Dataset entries
◆ ◆ ◆ ◆ ◆ ◆ ◆

Issue #137, opened 2015-01-12
(2d) stress test / bootstrap large data


nathandunn:
- [x] evaluate that we are meeting overall load performance, we are doing 2 actions (write only) / want about 3 / sec: should still be fine, since they were 100% write operations and we are going to 20% write.
- [x] redo tests for more users, reasonable frequency of events as below in typical numbers
  - [x] fix memory for a longer time:
    - [x] [turn off GUI listeners] (http://www.ubik-ingenierie.com/blog/jmeter_performance_tuning_tips/)
    - [x]  [set HEAP=-Xms256m -Xmx2048m]  (http://wiki.apache.org/jmeter/JMeterFAQ#JMeter_keeps_getting_.22Out_of_Memory.22_errors.__What_can_I_do.3F)
  - [x] get all 17 users to be active
  - [x] do a long (10-24 hour test) -> (3.4 ops / sec, 0.01% error overall), 30-50% CPU laptop usage (one thread 175-215%) with almost the same YourKit results (50% convertFeatureToJson, FeatureLocation 10%, Parent / Child 10%)
- [x] optimize
   - [x] pull transcripts via a child join (100% improvement, for max samples)
   - [x] optimize getAllSequenceAlterationsForFeature (194 ms)  . .. . fixed (now back down to ~10 ms)
   - [x] pull parent of transcript via the same join (10% cost) (no real performance gain / slight loss)
   - [x] separate query for feature locations (28 ops / sec)
   - [x] fix generateUniqueNames (8%)  -> up to 35 ops / sec after 1 min
   - [x] change feature location to "join" from sub-select (http://grails.github.io/grails-doc/2.1.0/ref/Domain%20Classes/fetchMode.html) ->  22.6 ops / sec vs 21 for previous (1 min timing)
   - [x] compare to master (18 ops / sec after 1 min)
   - [x] create pull request 
     - [x] comments 
   - [x] stress test again . . . validate errors
   - [x] merge into master 

Moved to #507 
~~- [ ] pre-fill database with annotations to observe differences~~
~~- [ ] do a network latency test (off of icebox) to observe differences~~

NAL / i5K can have:
- 100 organisms per server( ? . . not sure what that limit is) 
- 5K annotations per organism
- up to 100K sequences per organism
- so maybe 1Mil annotations per server

Typically numbers:
- 6/7 users, peak 30
- create 1 feature / user / minute . . and 5 views
- databases are prefilled 
[...]

PR #504, opened 2015-07-28
Optimize1

nathandunn:
Mostly just removed un-necessary recursions over SQL calls.  If you could take a quick look, that would be great.  Plan to retag RC3 on Wednesday. 
For #137


nathandunn:
Of note:
- https://github.com/GMOD/Apollo/pull/504/files#diff-b5552b4e9fad5ee11f3c83eb66cb01fdL884
- https://github.com/GMOD/Apollo/pull/504/files#diff-2470eb92ab8820bc3971688209948114L64  (had little effect)
- https://github.com/GMOD/Apollo/pull/504/files#diff-a77ab9cd7ca3987c3800015bb38006bfL32
- https://github.com/GMOD/Apollo/pull/504/files#diff-093a3cf9e0a83a8d8bbbecc8575e51a9L44  (important for merging joins)
- https://github.com/GMOD/Apollo/pull/504/files#diff-5059381e0b30986d68f9bb0d6cdf6000R484  (removed recursive nature)

nathandunn:
FYI @cmdcolin   @deepakunni3   Can you take a look when you have a minute.  Will merge on RC3 on Wed so today or tomorrow would be great.   Tried to highlight important sections.   

Timings are done with JMeter using the "BLAST" test based on @deepakunni3  test.  All 16 threads go as fast as they can with 1 add and 5 gets and 1 get over 1 minute.   I'll rerun the other test (10 hour 15 ops / min) tonight to make sure there aren't any weird side-effects.

cmdcolin:
Deepak won't be back until wednesday.

Just curious to hear from you, but why do we now have a "transcript centric" processing mechanism. Are there optimization advantages to this?

nathandunn:
The big slowdown is when recursively processing the Json from the exons CDS and no canonical splice sites.  

You could optimize for the others as well, but doing just a single join helps immensely.  

Nathan

grails-app/services/org/bbop/apollo/TranscriptService.groovy
```diff
@@ -470,4 +474,145 @@ class TranscriptService {
...
         return (Transcript) featureRelationshipService.getParentForFeature(cds, ontologyIds as String[])
     }
+
+    /**
+     * @param gsolFeature
+     * @param includeSequence
+     * @return
+     */
+    @Timed
+    JSONObject convertTranscriptToJSON(Transcript gsolFeature, List<Feature> childFeatures = new ArrayList<>(),List<FeatureLocation> childFeatureLocations = new ArrayList<>()) {
```
nathandunn: @cmdcolin   As to your other comment, passing in the child feature locations removed a SIGNIFICANT amount of re-querying.   True, this won't work if more than one FeatureLocation, but that is kind of a global problem to solve.

cmdcolin:
I guess with regards to this recursion issue, I felt like the recursion isn't necessarily that bad, it's just that the lazy fetching was hitting the database too many times in this case (whereas eager fetching would make it faster).  Whether recursive eager fetching is possible, i haven't fully explored, but that was just my exploration of issues on the #460

Now, with these new changes, the convertTranscriptToJSON takes a sort of hardline approach to avoid this recursion, but I think it misses subfeatures-of-subfeatures. As an example, I think the stop codon readthroughs are missed

I tested this by adding a stop codon readthrough, which works, but when I refresh, it is not displayed on the browser (when using optimize1 branch)

Now...whether we even want to enable subfeatures-of-subfeatures is another question (see https://github.com/GMOD/jbrowse/issues/584) but i think this is currently a bug on this branch

nathandunn:
Yeah, I *JUST* fixed and pushed something related to that.  

Nathan

cmdcolin:
Hm...stop codon is still disappearing for me on refresh. Does show up in gff3 export though.

nathandunn:
Can you check on other versions . .  including icebox both WA2 and WA1?   I've had them appear and working, so I think (hope) it might be unrelated to optimization:

http://icebox.lbl.gov/Apollo2/annotator/index
http://icebox.lbl.gov/WebApolloDemo/annotator/index

cmdcolin:
The issue at hand: stop codon readthrough feature does not show up i.e. the little purple icon (note that if a new stop codon readthrough is created, it does appear, but on page refresh, it is gone)

status of this issue on various servers:

- icebox WA2 works fine
- our genomes.missouri.edu with 2.0.0-RC3 snapshot works fine
- webapollodemo (WA1) works fine
- optimization1 branch on local machine does not work

nathandunn:
Can you show me a screenshot or the location / gene and I will see if I can't fix it?  

Thanks.

nathandunn:
has been merged for #137

nathandunn:
Note: I manually merged this.

Issue #531, opened 2015-08-10
Insertion of sequence alteration on negative strand creates *upstream* non-canonical splice sites


nathandunn:
Found by @selewis   while looking at BRCA1 transcripts with multiple isoforms:

http://icebox.lbl.gov/Apollo2/annotator/loadLink?loc=chr17:43125029..43125369&organism=5402342&tracks=GenBank TopLevel MRNA

So, for BRCA1-023-00001 if you create the transcript and set the downstream donors at the 5' end, it will do this, but with no non-canonical splice site. 

However, if you add a sequence alteration (at any point), you will have a non-canonical splice site (upstream).  When you create the donor, the non-canonical splice site remains.  FYI @deepakunni3  @monicacecilia .

selewis:
It's on the reverse strand, perhaps that is part of it?

nathandunn:
Hmm . . I still couldn't reproduce it even with the BRCA transcripts (23 & 1) it always seemed to reproduce the correct splice sites.    I'm sure that there is an edge-case in there, just not quite sure how to find it.

selewis:
It was the most 5' exon (on the minus strand). Did you try it with that
particular exon?

nathandunn:
@selewis   it ended up being the sequence alteration you had added.   It adds it before you add the donor.     If you add the alteration and then the transcript you end up with the non-canonical splice site.  
Seems like the CDS should be re-calculated to account for that or the Non-canonical splice site is incorrect.

![screen shot 2015-08-10 at 6 51 46 pm](https://cloud.githubusercontent.com/assets/751274/9188430/f1f55ab6-3f90-11e5-955b-bad3f373d098.png)

selewis:
I hadn't added any sequence alteration.

Someone else perhaps?
If it was added why wasn't it visibly flagged (don't see it in this screen
shot either)

And even if I had added it then the code for finding the next donor site
should take this into account and still find a valid site.

nathandunn:
Insertion of sequence alteration on negative strand creates *upstream* non-canonical splice sites:

<img width="477" alt="screen shot 2015-08-11 at 2 02 28 am" src="https://cloud.githubusercontent.com/assets/751274/9194015/0fe3113a-3fcd-11e5-9a65-82b51502a965.png">

[...]

PR #535, opened 2015-08-12
Fixup non canon

cmdcolin:
Here is an initial fix for #531 
It does fix (in test cases that I had) the issues with sequence alterations miscalculating non-canon splice sites on the negative strand

Here are some remaining issues that are I think not big problems, but just notable.

- Haven't really tested deletions very much but seems to work if it's in an intron (doens't affect non canon splice site flags, a good thing)
- Insertions larger than 2 bp inside a splice site cause a string out of bounds exception (I am probably just overlooking something here)
- Non-canon splice sites exclamation marks are slightly off center in the plus strand features but they do seem to be calculated appropriately otherwise?

I just wanted to get this available for review ASAP, please test and comment :+1:

### DIFF
--- a/grails-app/services/org/bbop/apollo/FeatureService.groovy
+++ b/grails-app/services/org/bbop/apollo/FeatureService.groovy
@@ -2216,7 +2216,6 @@ public void setTranslationEnd(Transcript transcript, int translationEnd) {
         log.debug "convertSourceToModifiedLocalCoordinate"
         List<SequenceAlteration> alterations = new ArrayList<>()
         alterations.addAll(getAllSequenceAlterationsForFeature(feature))
-        log.debug "ALTERATIONS ${alterations} ${alterations[0].fmin}"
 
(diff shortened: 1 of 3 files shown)


cmdcolin:
Here are some more "development" centric notes:

I think I have something that is a lot closer to a solution. It is in some respects much more similar to Deepaks pipeline (RE: Maybe centralize through deepaks code)

I renamed getFeatureModifiedCoord=> convertSourceToModifiedLocalCoordinate

This naming is similar to other functions like convertModifiedLocalCoordinateToSourceCoordinate 


Then I did a trick to make it work with negative strand, which is to invert coordinates on the negative strand with lengthOfFeature-inputCoord.

Hope that helps clarify

cmdcolin:
Also, unit/integration tests pass! woohoo https://travis-ci.org/GMOD/Apollo/builds/75195402

nathandunn:
:+1:

PR #558, opened 2015-08-31
Issue498

### LINKED ISSUE #498: (3d) isoform overlap rules seem to be inconsistently applied
I would expect if you drag up a transcript where part of the CDS overlapped . . . even if only on one exon, that it is a valid isoform.  Not in WA2 . . . not in WA1.   This data is Group 1.1 honeybee.   Fixed so same region . . . same error / encoding. Different naming schema only.  

WA2:
screen shot 2015-07-23 at 3 04 35 pm

WA1:

screen shot 2015-07-23 at 2 57 46 pm

nathandunn:
Fixed #498 ,


nathandunn:
@deepakunni3   Tested and looks good.

Issue #562, opened 2015-09-10
(2h) create a script 'delete_annotations_from_organism.groovy' to delete all annotations from an organism


nathandunn:

nathandunn:
. . . for when you have time . . . or we can switch later . . . just don't want to forget it

cmdcolin:
Note that there is a similar problem with user


If you try and delete a user that has annotations associated with them, it produces this error

![screenshot-icebox lbl gov 2015-10-08 12-12-25](https://cloud.githubusercontent.com/assets/6511937/10373905/dd2fb6b4-6db5-11e5-8d74-d5be08daf644.png)


Error Deleting User
Failed to delete the user Hibernate operation: could not execute statement; SQL [n/a]; ERROR: update or delete on table "grails_user" violates foreign key constraint "fk_35nc3xd2axx6fwyap4bjkt09u" on table "feature_event" Detail: Key (id)=(185819) is still referenced from table "feature_event".; nested exception is org.postgresql.util.PSQLException: ERROR: update or delete on table "grails_user" violates foreign key constraint "fk_35nc3xd2axx6fwyap4bjkt09u" on table "feature_event" Detail: Key (id)=(185819) is still referenced from table "feature_event".


In my opinion, just "flagging" the user as deleted is better in this case.

nathandunn:
This is "mostly" done, just have not yet tested / run it, but I think that all of the hooks are there.

nathandunn:
@deepakunni3   Can you take a look at this one now.   It should be mostly done, but I haven't tested it at all.   The service method should work, however (knock on wood).

nathandunn:
dang you move quickly . . .

deepakunni3:
It would be good to test the scripts, in case there is something missing.

nathandunn:
I’ll test this and the other one you finished today. 

Nathan

deepakunni3:
:+1:

nathandunn:
that worked without a hitch . . I like the explicit usage setting for org id and name.  I added some additional doc for adminuser and adminpassword, but the code is unchanged.

Issue #547, opened 2015-08-15
create delete annotations for organism script


nathandunn:
create a REST script for deleting annotations from organisms

cmdcolin:
Maybe related to #539 

Need to fix this and deleting organisms entirely

nathandunn:
This is a dupe of #562

Issue #539, opened 2015-08-13
(4h) block user from trying to delete organism with annotation from the interface


cmdcolin:
I actually noted this problem yesterday and was hoping it was a fluke, but I noticed that deleting an organism has problems via the "Delete organism" button on OrganismPanel

Log:

    | Error 2015-08-13 13:10:18,729 [http-bio-8080-exec-4] ERROR errors.GrailsExceptionResolver  - ObjectDeletedException occurred when processing request: [POST] /apollo/organism/deleteOrganism - parameters:
    data: {"id":"72274", "commonName":"Amel4", "directory":"/opt/apollo/honeybee/data", "genus":"Apis", "species":"mellifera", "sequences":543, "annotationCount":543}
    deleted object would be re-saved by cascade (remove deleted object from associations): [org.bbop.apollo.FeatureLocation#82921]. Stacktrace follows:
    Message: deleted object would be re-saved by cascade (remove deleted object from associations): [org.bbop.apollo.FeatureLocation#82921]
        Line | Method
    ->>  101 | doCall                in org.grails.datastore.gorm.GormStaticApi$_methodMissing_closure2
    - - - - - - - - - - - - - - - - - - - - - - - - - - - - - - - - - - - -
    |     35 | isAdmin               in org.bbop.apollo.PermissionService
    |    192 | $tt__findAllOrganisms in org.bbop.apollo.OrganismController
    |     49 | $tt__deleteOrganism   in     ''
    |    198 | doFilter . . . . . .  in grails.plugin.cache.web.filter.PageFragmentCachingFilter
    |     63 | doFilter              in grails.plugin.cache.web.filter.AbstractFilter
    |    449 | executeChain . . . .  in org.apache.shiro.web.servlet.AbstractShiroFilter
    |    365 | call                  in org.apache.shiro.web.servlet.AbstractShiroFilter$1
    |     90 | doCall . . . . . . .  in org.apache.shiro.subject.support.SubjectCallable
    |     83 | call                  in     ''
    |    383 | execute . . . . . . . in org.apache.shiro.subject.support.DelegatingSubject
    |    362 | doFilterInternal      in org.apache.shiro.web.servlet.AbstractShiroFilter
    |    125 | doFilter . . . . . .  in org.apache.shiro.web.servlet.OncePerRequestFilter
    |   1145 | runWorker             in java.util.concurrent.ThreadPoolExecutor
[...]

PR #566, opened 2015-09-11
(2h) Delete all features for organism

nathandunn:
Please review and merge.  

Needed for #539  #547 and and #562 . . . 

SQL is executed like this:

session.createSQLQuery("delete from feature_grails_user where EXISTS (select 'x' from feature_grails_user fgu JOIN feature f ON fgu.feature_owners_id=f.id join feature_location fl on fl.feature_id=f.id join sequence s on s.id = fl.sequence_id join organism o ON o.id = s.organism_id where o.id = ${organism.id})").executeUpdate()

Also FYI @deepakunni3  for future reference.


cmdcolin:
So, dumb question, is there really not a more hibernatey way of doing this?

cmdcolin:
And also, if i recall correctly, this whole issue with problems deleting features was caused be changing the "fetchType : join" in Feature.groovy (see #539 )

Do we consider this fetchType optimization important enough to cause these problems?

I personally considered using critera queries in specific locations to optimize queries in specific locations rather than changing the fetchType globally.

nathandunn:
Not a dumb question at all.  A lot of folks hate on hibernate because it doesn't do this part well (bulk updates of sql tables ignoring the running server) . . 

Yes.  You could iterate through each feature.   In general, hibernate is great at maintaining proper object relationships, managing transactions, caching, etc. while respecting multiple threads and levels of transactions.    I've done batch loading with it, as well, but it is not what its good at and it would take a lot longer since its checking the keys and relationships in memory.    

As an aside, I also wanted to avoid using in() notation as much as possible, as it can be very slow for very large groups.

nathandunn:
You have be able to do something with HQL . . but its still trying to manage memory / relationships in the VM, which is complexity we don't really need.

nathandunn:
> Do we consider this fetchType optimization important enough to cause these problems?

I don't think that this would have caused enough problems / benefits either way.

nathandunn:
@cmdcolin   Can we merge this yet?

cmdcolin:
Is this just a web service that will be called from some script?

I mean, I guess you have a test confirming expected behavior, so we can interatively improve code techniques.

nathandunn:
Yep and yep.

PR #574, opened 2015-09-29
Support configuring DB connection from environment variables.

erasche:
- I figure no one other than docker users will be configuring the database from the environment so I named the grails environment "docker"
- I've expose the vast majority of parameters, but defaulted to the production values. The code for that bit isn't the cleanest and I've never used any of those database properties before, so don't know how likely people are to want to modify those. If those are rarely changed/rarely used, I can just revert to production's values and the configuration will be a bit cleaner.

### DIFF
--- a/docs/Setup.md
+++ b/docs/Setup.md
@@ -45,7 +45,7 @@ Furthermore, the `apollo-config.groovy` has different groovy environments for te
 *Note:* to deploy on tomcat you *NEED* to have a configured `apollo-config.groovy` file copied to deploy to production.
 
 #### Configure for Docker:
-- Set up and export all of the environment variables you wish to configure. At bare minimum you will likely wish to set WEBAPOLLO_DB_USERNAME`, `WEBAPOLLO_DB_PASSWORD`, `WEBAPOLLO_DB_DRIVER`, `WEBAPOLLO_DB_DIALECT`, and `WEBAPOLLO_DB_URI`
+- Set up and export all of the environment variables you wish to configure. At bare minimum you will likely wish to set `WEBAPOLLO_DB_USERNAME`, `WEBAPOLLO_DB_PASSWORD`, `WEBAPOLLO_DB_DRIVER`, `WEBAPOLLO_DB_DIALECT`, and `WEBAPOLLO_DB_URI`
 - Create a new database in your chosen database backend and copy the sample-docker-apollo-config.groovy to apollo-config.groovy.
 
 ### Database schema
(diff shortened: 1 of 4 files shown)


cmdcolin:
can you elaborate on the docker deploy process just so that we can get a context ?

cmdcolin:
Just for reference, this would probably be correct

>If those are rarely changed/rarely used, I can just revert to production's values and the configuration will be a bit cleaner.


I'm just trying to see if there is a easier way. I mean, I think a third example is that you could actually tell grails to load the config file from a custom path using environment variables, i.e grails.config.locations

Then it wouldn't need to clutter the config files themselves.

erasche:
@cmdcolin sure thing! So the Apollo gets compiled and stored in what you can think of as a tiny VM. Configuration is usually done entirely through environment variables, hence this change. When we go to launch the container, you can pass in those database connection parameters and spin up an instance in a few seconds. 

I don't want to be adding extra code that has to be maintained so please feel free to state that you'd prefer not adding this, there are probably other ways to go about configuring this but the one that comes to mind for me is writing out a static apollo-config.groovy and that's awful clunky (and the last grails project I interacted with had a grails environment just for doing exactly this, I assumed it was normal :)
(Ah, exactly what you're thinking with the second comment)

nathandunn:
@erasche   I think that this a great idea.   I was thinking a separate docker file (e.g., ```sample-docker-mysql-apollo-config.groovy``` which gets copied over to apollo.config groovy) and use the docker options for all options, but I'm unsure if its better than your approach.    Additionally, some instructions on how you use it (I'm happy to write these up if you provide a high-level).  I had almost done this already for EC2 (Container Service, I think), but straight EC2 ended up being easier (WRT to amazon).

erasche:
@nathandunn if you think it would be useful... I can definitely re-open with a single `sample-docker-apollo-config.groovy`, that might be less in the way than editing the postgres/mysql config files. Docs are no problem. I can make those changes and re-open and y'all can see what you think.

nathandunn:
That would definitely be helpful.   Using docker to install I think will benefit a lot of our users. 

Nathan

nathandunn:
this looks great . . thanks!

erasche:
@nathandunn I've got the image built and it works perfectly. https://github.com/erasche/docker-recipes/tree/master/webapollo2 Much easier to deploy than WA1. 

I'll publish proper images shortly and publish a release announcement soon. First I just need to add environment variables for auto-configuring the admin user.

nathandunn:
That would be great.  Thanks,

Nathan

Issue #437, opened 2015-06-11
drag and drop canvas evidence tracks for WA


nathandunn:

nathandunn:
This will be supplanted by SVG.

PR #576, opened 2015-10-01
Add "Create new annotation" right-click menu to the CanvasFeatures tracks

cmdcolin:
This option adds a right-click option to create a new annotations based on a CanvasFeatures track

See #437 for background


nathandunn:
looks good . . . :+1:

Issue #433, opened 2015-06-05
(3d) allow only some organisms to be public via jbrowse 


nathandunn:

nathandunn:
Not sure if this is redundant.

cmdcolin:
I think it's still a good issue. Currently any organism can create the public link to browser. Would probably be good to make that optional in some cases.

It would probably be pretty easy to add this on the "create organism" panel

nathandunn:
It is related sort of to #17  . . . and all of the permission code in 2.0.1.

cmdcolin:
True. I guess that is concerned with public vs private tracks, but the concept of public vs private organisms might be worthwhile too.

cmdcolin:
I know that phytozome has done some stuff using just Apache htaccess to make private organism browsers, but of course, we aren't really using Apache!

nathandunn:
FYI: also request via chestnut group as well.  I think that this is on the USDA list as well.

cmdcolin:
One thing that was happening with 2.0.0 is that in the public jbrowse mode, the organism wouldn't be displayed in top left. This was actually desirable according to Chris E so I added that here https://github.com/GMOD/Apollo/tree/display_organism

It could be extended to perhaps enumerate organisms that have a "public" attribute added to them

nathandunn:
I think that would be fine so long as you know what organism you are on (somewhere).  If you could set the organism based on the URL that would be great, as well.

cmdcolin:
>>If you could set the organism based on the URL that would be great, as well.
Yes! I mentioned a potential strategy for this here https://github.com/GMOD/Apollo/issues/441

cmdcolin:
Trying to fast track this for a special use case at our lab

nathandunn:
:+1:

cmdcolin:
I made a basic implementation of this on the display_organisms branch.

It basically just adds a checkbox to the OrganismPanel, and a -public option for the add_organism.groovy web services script

https://github.com/GMOD/Apollo/tree/display_organism


Might be almost ready but I merged in changes from master and it started failing isoform tests

nathandunn:
To test:
- basically when you go to this page:

http://icebox.lbl.gov/Apollo-staging/jbrowse/

Only "public" organisms should be shown.  This can be marked in the organism panel.

monicacecilia:
Will close this one when we close #626 to make sure going back to seeing the _Annotator Panel_ is ready.

[...]

PR #577, opened 2015-10-01
Add a "public" mode for the JBrowse feature viewer 

cmdcolin:
This is a basic pull request to enable setting a given organism as "public" for the jbrowse mode

Nathan and I reviewed this for a short call but I thought it would be worth adding this pull request #433


nathandunn:
looks good . ..

Issue #555, opened 2015-08-27
Set exon boundary very slow in some cases


cmdcolin:
Setting exon boundaries can take a very long time on icebox and on genomes (our server).

It takes consistently about 25 seconds for me on icebox for the honeybee genomes, but it is unclear why it was taking so long

I wanted to look into what was taking so much time so I went ahead and added a lot of debugging statements to the setExonBoundaries method (timing in ms)

Results:

    2015-08-27 18:12:03,785 [Actor Thread 1] WARN  apollo.RequestHandlingService  - start permissions setExonBoundary
    2015-08-27 18:12:04,236 [Actor Thread 1] WARN  apollo.RequestHandlingService  - getting permissions setExonBoundary 451
    2015-08-27 18:12:04,284 [Actor Thread 1] WARN  apollo.RequestHandlingService  - exon.findByUniqueName 23
    2015-08-27 18:12:04,341 [Actor Thread 1] WARN  apollo.RequestHandlingService  - exonService.getTranscript 57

◆ ◆ ◆ ◆ ◆ ◆ ◆

▶ _About this task_
Among the lines above, find those with the word "icebox" and list them.

▶ _Result of this task_
~~- [ ] do a network latency test (off of icebox) to observe differences~~
Can you check on other versions . .  including icebox both WA2 and WA1?   I've had them appear and working, so I think (hope) it might be unrelated to optimization:
http://icebox.lbl.gov/Apollo2/annotator/index
http://icebox.lbl.gov/WebApolloDemo/annotator/index
- icebox WA2 works fine
http://icebox.lbl.gov/Apollo2/annotator/loadLink?loc=chr17:43125029..43125369&organism=5402342&tracks=GenBank TopLevel MRNA
![screenshot-icebox lbl gov 2015-10-08 12-12-25](https://cloud.githubusercontent.com/assets/6511937/10373905/dd2fb6b4-6db5-11e5-8d74-d5be08daf644.png)
http://icebox.lbl.gov/Apollo-staging/jbrowse/
Setting exon boundaries can take a very long time on icebox and on genomes (our server).
It takes consistently about 25 seconds for me on icebox for the honeybee genomes, but it is unclear why it was taking so long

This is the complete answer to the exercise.